② individual soldiers use the same MCS and RB position number information as DCI0 in step ⑥ of FIG. 3 at known uplink frequency points, known PCI, and as C-RNTI value to demodulate uplink data at each uplink scheduling TTI.
③ if not, then determine if X +1 is greater than RNTIend,RNTIendAssigning a maximum value to the RNTI, and if so, proceeding from step ①And restarting, if not, then X +1, i1, and restarting step ②.
④, if the demodulation can be correctly carried out, i is i +1, if i is less than m, step ②③ is restarted, if i is m, the RNTI is considered to be X, namely the C-RNTI value is X, the uplink data can be correctly demodulated by continuous m uplink TTIs, and the target C-RNTI is found, wherein m is an uplink continuous solution frequency threshold value, namely m uplink continuous solution pairs are reached, the current RNTI is the target RNTI, m is the value of the target RNTI, which is to avoid accidental C-RNTI error, but the false detection is correct, and the m value is set to be more than or equal to 2 because the probability of the continuous m false detections is very small.
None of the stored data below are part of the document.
PR #2464, opened 2024-05-23
fix(vercel): support custom `baseURL`

danielroe:
### 🔗 Linked issue

resolves https://github.com/nuxt/nuxt/issues/26886
resolves https://github.com/nuxt/nuxt/issues/21780
resolves https://github.com/unjs/nitro/issues/1348

### ❓ Type of change

- [ ] 📖 Documentation (updates to the documentation, readme, or JSdoc annotations)
- [x] 🐞 Bug fix (a non-breaking change that fixes an issue)
- [ ] 👌 Enhancement (improving an existing functionality like performance)
- [ ] ✨ New feature (a non-breaking change that adds functionality)
- [ ] 🧹 Chore (updates to the build process or auxiliary tools and libraries)
- [ ] ⚠️ Breaking change (fix or feature that would cause existing functionality to change)

### 📚 Description

It's possible to deploy sites to Vercel with a custom `baseURL` and the renderer will correctly handle 404 on `/` and correct responses from `/<baseURL>/` but the public assets aren't configured to respect the `baseURL`.

Published minimal reproduction & patch to https://github.com/danielroe/nuxt-3-vercel-baseurl-test - you can see deployed at https://nuxt-3-vercel-baseurl-test-tan.vercel.app/subdir.

You can confirm that correct headers are added to a request like:

```sh
http --headers https://nuxt-3-vercel-baseurl-test-tan.vercel.app/subdir/_nuxt/C7CLbNSw.js
> HTTP/1.1 200 OK
> Access-Control-Allow-Origin: *
> Age: 88
> Cache-Control: public,max-age=31536000,immutable
> Connection: keep-alive
> Content-Disposition: inline; filename="C7CLbNSw.js"
> Content-Encoding: gzip
> Content-Type: application/javascript; charset=utf-8
> Date: Thu, 23 May 2024 16:37:55 GMT
> Etag: W/"c44aff3c70a5f49fad126ee0c615c297"
```

### 📝 Checklist

- [ ] I have linked an issue or discussion.
- [ ] I have updated the documentation accordingly.

PR #2821, opened 2024-10-29
fix(cloudflare): support custom `baseURL`

atinux:
### 🔗 Linked issue

Similar to #2464 

Resolves https://github.com/nuxt-hub/core/issues/356

### ❓ Type of change

### 📚 Description

Add support of `baseURL` to the Cloudflare preset.

- Without the fix (current version): https://with-base-url.nuxt.dev/base/ (see the error in the browser console)
- With current fix: https://e162454b.with-base-url.pages.dev/base/

I also tested the result without the baseURL and it works like before.


src/presets/cloudflare/utils.ts
```diff
@@ -118,7 +118,7 @@ async function writeCFPagesHeaders(nitro: Nitro) {
     ([_, routeRules]) => routeRules.headers
   )) {
     const headers = [
-      path.replace("/**", "/*"),
+      path.replace("/**", "/*").replace(/^\//, nitro.options.baseURL || "/"),
```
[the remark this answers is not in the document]
atinux: Fixed, I directly used `withBase` as it can also support if the base is already there (useful for redirects).

Should be ready now

src/presets/cloudflare/utils.ts
```diff
@@ -118,7 +119,7 @@ async function writeCFPagesHeaders(nitro: Nitro) {
     ([_, routeRules]) => routeRules.headers
   )) {
     const headers = [
-      path.replace("/**", "/*"),
+      withBase(path.replace("/**", "/*"), nitro.options.baseURL),
```
pi0, line 122: `withBase` might cause one implicit issue:

Imagine if baseURL is `/test` and we have a route roule also for `/test/**` (So full URL would be `/test/test/**`) but in this case, we apply it to `/test/**` -- effectively `/**` without base)

atinux: Yes but we can have another issue if the user set the baseURL to `/base/` and in the routeRules:

```typescript
baseURL: '/base/',
routeRules: {
  '/base/foo': { redirect: '/base/bar' }
}
```

But I guess we should advice to not include the base URL in the route rules so the user should do:

```typescript
baseURL: '/base/',
routeRules: {
  '/foo': { redirect: '/bar' }
}
```

atinux, line 122:
```suggestion
      joinURL(nitro.options.baseURL, path.replace("/**", "/*")),
```

src/presets/cloudflare/utils.ts
```diff
@@ -161,7 +162,7 @@ async function writeCFPagesRedirects(nitro: Nitro) {
   )) {
     const code = routeRules.redirect!.statusCode;
     contents.unshift(
-      `${key.replace("/**", "/*")}\t${routeRules.redirect!.to}\t${code}`
+      `${withBase(key.replace("/**", "/*"), nitro.options.baseURL)}\t${withBase(routeRules.redirect!.to, nitro.options.baseURL)}\t${code}`
```
atinux, line 165: Here this is more complex as redirect might be an absolute URL so with base works best in this scenario compared to joinURL...

src/presets/cloudflare/utils.ts
pi0: Yes indeed. baseURL is a dynamic config prefixing everything, including rules.

src/presets/cloudflare/utils.ts
pi0: I think it is same to advice: rules (including redirects) should be unware of base and we add base regardless (otherwise we cannot allow first segment of any URL to be same as dynamic base URL)

pi0: cff5807527ee24b6759be9a64cbd49eeb5b14cb5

In the positioning process, the target UE may be disconnected and reconnected, after the disconnection and reconnection, the C-RNTI is changed, an individual soldier needs to blindly check the C-RNTI again, and the process of detecting the change of the C-RNTI is as shown in FIG. 4:
①, after confirming the C-RNTI value, the individual soldier uses the information of the known uplink frequency point, the known PCI and the MCS and RB position quantity which are the same as the DCI0 in the ⑥ step of the figure 3 to demodulate the uplink data in each uplink scheduling TTI;
②, if the demodulation is successful, j is 0, go on to step ①, j is the number of continuous uplink error-solving times;
③ if it can not demodulate successfully, j equals to j +1, then judges the magnitude of j and n, if j < n, repeats steps ① - ③, n is the threshold of up continuous error-resolving times;
④ if j is equal to n (the value of n depends on the number of uplink TTIs included in the time required by one-man scanning for one week), that is, n times of uplink continuous error decoding are achieved, the target RNTI is modified, the C-RNTI is considered to be changed, the C-RNTI needs to be blindly checked again, and the step in FIG. 2 is started.
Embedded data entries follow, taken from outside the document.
PR #2822, opened 2024-10-30
perf(netlify, netlify-edge): exclude static paths from server handler

serhalp:
### 🔗 Linked issue

N/A - discussed on Discord

### ❓ Type of change

### 📚 Description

By combining the two processes, a single soldier can correctly and blindly detect the target uplink signal and restore uplink signal demodulation after disconnection and reconnection.
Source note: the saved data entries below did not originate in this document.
Issue #2819, opened 2024-10-29
Clamp to valid Vercel Node versions


cjpearson:
### Describe the feature

The Vercel preset currently sets its runtime node version based on the version of node used to build the application. https://github.com/unjs/nitro/blob/v2/src/presets/vercel/utils.ts#L19 This caused an issue when updating from Node 20 to 22 (the LTS recently changed) because Vercel [does not support](https://vercel.com/docs/functions/runtimes/node-js/node-js-versions) Node 22. 

What do you think about clamping the value to valid versions? So if you build with v22 or v23, v20 will be used as the default for the runtime?

Alternatively, maybe follow the [same rules](https://vercel.com/docs/functions/runtimes/node-js/node-js-versions#version-overrides-in-package.json) as Vercel does with the `engine` field? I was originally a bit confused with the invalid runtime error because I assumed those rules would apply (and we have `>= 20` in our engines), but Nitro setting the runtime takes precedence. 

### Additional information

- [X] Would you be willing to help implement this feature?

pi0x:
Fixed in v3 — the Vercel runtime is now clamped to the versions Vercel actually supports and can be overridden with `vercel.functions.runtime`, see https://github.com/nitrojs/nitro/blob/main/src/presets/vercel/utils.ts.

_Triaged with AI assistance._

PR #2824, opened 2024-10-31
fix(vercel): clamp runtime config to valid node versions 

cjpearson:
### 🔗 Linked issue

#2819 

### ❓ Type of change

### 📚 Description

This change ensures that only supported node versions will be used as the default `runtime` value for the vercel preset. If a non-LTS version of node is used, it will use the previous LTS. If the version is outside the range supported by vercel, it will be clamped to the min/max of the supported range. 

The `runtime` value can still be manually overridden as needed.

### 📝 Checklist


src/presets/vercel/utils.ts
```diff
@@ -10,13 +10,31 @@ import type {
...
 export async function generateFunctionFiles(nitro: Nitro) {
   const buildConfigPath = resolve(nitro.options.output.dir, "config.json");
   const buildConfig = generateBuildConfig(nitro);
   await writeFile(buildConfigPath, JSON.stringify(buildConfig, null, 2));
 
-  const systemNodeVersion = process.versions.node.split(".")[0];
-  const runtimeVersion = `nodejs${systemNodeVersion}.x`;
+  const systemNodeVersion = getSystemNodeVersion();
+  const closestLtsVersion =
+    systemNodeVersion % 2 === 0 ? systemNodeVersion : systemNodeVersion - 1;
```
pi0, line 31: I think instead we can use an array of supported Node.js versions in vercel and clamp (up) to closest

cjpearson: Are you thinking something like this? 

```ts
  let usedNodeVersion = 0;
  for (const version of SUPPORTED_NODE_VERSIONS) {
    if (Math.abs(systemNodeVersion - version) <= Math.abs(systemNodeVersion - usedNodeVersion)) {
      usedNodeVersion = version
    }
  }
```

pi0: Something like this could be nice 👍🏼 I think if `SUPPORTED_NODE_VERSIONS` is sorted array, we can find first upper abound with simple find as well.

src/presets/vercel/utils.ts
```diff
@@ -13,15 +13,30 @@ import { isTest } from "std-env";
 
 // https://vercel.com/docs/build-output-api/configuration
 
+// https://vercel.com/docs/functions/runtimes/node-js/node-js-versions
+const SUPPORTED_NODE_VERSIONS = [16, 18, 20, 22];
```
pi0: 16 is not supported by nitro

```suggestion
const SUPPORTED_NODE_VERSIONS = [18, 20, 22];
```

src/presets/vercel/utils.ts
```diff
@@ -13,15 +13,30 @@ import { isTest } from "std-env";
...
 
+// https://vercel.com/docs/functions/runtimes/node-js/node-js-versions
+const SUPPORTED_NODE_VERSIONS = [18, 20, 22];
+
+function getSystemNodeVersion() {
+  const systemNodeVersion = Number.parseInt(
+    process.versions.node.split(".")[0]
+  );
+
+  return Number.isNaN(systemNodeVersion) ? 20 : systemNodeVersion;
```
pi0:
```suggestion
  return Number.isNaN(systemNodeVersion) ? 22 : systemNodeVersion;
```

Finally, it should be noted that the above embodiments are only for illustrating the technical solutions of the present invention and not for limiting, and although the present invention has been described in detail with reference to examples, it should be understood by those skilled in the art that modifications or equivalent substitutions may be made on the technical solutions of the present invention without departing from the spirit and scope of the technical solutions of the present invention, which should be covered by the claims of the present invention.